◆ **WHAT IS EXPECTED**: Across the records below, report how many lines include the word "goos", stating the number alone.

◆ **DATA SHOWN**:
------------------------------------------------------------

PR #1316, opened 2025-01-24
Allow customizing test folder directory and adding kubectl installation

rquitales:
This PR contains 2 changes that will not be squashed when merged to maintain their history.

Changes:

- Enable specifying if `kubectl` needs to be installed in a workflow
- Add a configuration option to specify where integration tests are located. Defaults to `examples` if unspecified

### DIFF
--- a/provider-ci/internal/pkg/config.go
+++ b/provider-ci/internal/pkg/config.go
@@ -301,6 +301,9 @@ type Config struct {
 	// This function is called by the make renovate target after the Renovate bot has finished updating
 	// project dependencies in a PR. It is responsible for rebuilding any generated files as needed.
 	RenovateCmd string `yaml:"renovateCmd"`
+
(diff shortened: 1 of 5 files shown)


provider-ci/internal/pkg/config.go
```diff
@@ -301,6 +301,13 @@ type Config struct {
 	// This function is called by the make renovate target after the Renovate bot has finished updating
 	// project dependencies in a PR. It is responsible for rebuilding any generated files as needed.
 	RenovateCmd string `yaml:"renovateCmd"`
+
+	// Kubectl determines if we need to install the kubectl CLI. Used in pulumi-eks currently.
+	Kubectl bool `yaml:"kubectl"`
```
t0yv0, line 306: Maybe call this "InstallKubectl" ? Does it need version instead of true/false, or which version does it install?

t0yv0 (approved):

PR #1318, opened 2025-01-25
Add windows signing for native provider releases

rquitales:
This PR enables Windows singing for native provider releases made with GoReleaser. These changes require the `make sign-goreleaser-exe` target to exist. This is done in the individual provider repos as the Makefiles are not managed centrally by ci-mgmt.

For testing purposes, these changes are also copied to their respective native provider repos with a prerelease tag cut to validate that the binaries are signed.

Confirmed native providers with signed prerelease windows builds:

- [kubernetes](https://github.com/pulumi/pulumi-kubernetes/actions/runs/12996104839)
- [aws-native](https://github.com/pulumi/pulumi-aws-native/actions/runs/12996105418)
- [command](https://github.com/pulumi/pulumi-command/actions/runs/12996105991)
- [docker-build](https://github.com/pulumi/pulumi-docker-build/actions/runs/12996106508)
- [kubernetes-cert-manager](https://github.com/pulumi/pulumi-kubernetes-cert-manager/actions/runs/12997632596)
- [kubernetes-coredns](https://github.com/pulumi/pulumi-kubernetes-coredns/actions/runs/12997647427)
- [kubernetes-ingress-nginx](https://github.com/pulumi/pulumi-kubernetes-ingress-nginx/actions/runs/12997658107)
- [pulumistack](https://github.com/pulumi/pulumi-pulumistack/actions/runs/12996108738)
- [google-native](https://github.com/pulumi/pulumi-google-native/actions/runs/12996109430)


native-provider-ci/src/goreleaser.ts
```diff
@@ -162,15 +163,28 @@ export class PulumiGoreleaserPreConfig implements GoreleaserConfig {
...
         env: ["CGO_ENABLED=0", "GO111MODULE=on"],
-        goos: ["darwin", "windows", "linux"],
+        goos: ["darwin", "linux"],
         goarch: ["amd64", "arm64"],
         ignore: ignores,
         main: `./cmd/pulumi-resource-${opts.provider}/`,
         ldflags: ldflags,
         binary: `pulumi-resource-${opts.provider}`,
       },
+      {
```
rquitales, line 176: Building for Windows needs to be separated out to allow calling for a post build hook.

danielrbradley (commented):
It's quite confusing that this is named goreleaser - we don't use goreleaser anywhere any more. Edit: oh do we still goreleaser but only for native CI?

It's also a bit unfortunate that we're exposing another custom make target that gets called in a specific way. Can we not make this more transparent and just a configuration option when calling the normal build targets?

danielrbradley:
In fact, can we just copy the approach taken already in all bridged providers and also avoid drift in the approaches?

t0yv0 (approved):
I'm OK with that if tested e2e. IF we're planning to rip out goreleaser sounds like we forgot to scope that in? So deal with it in another unit of work?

------------------------------------------------------------

◆ **RESULT OF THIS TASK**: 2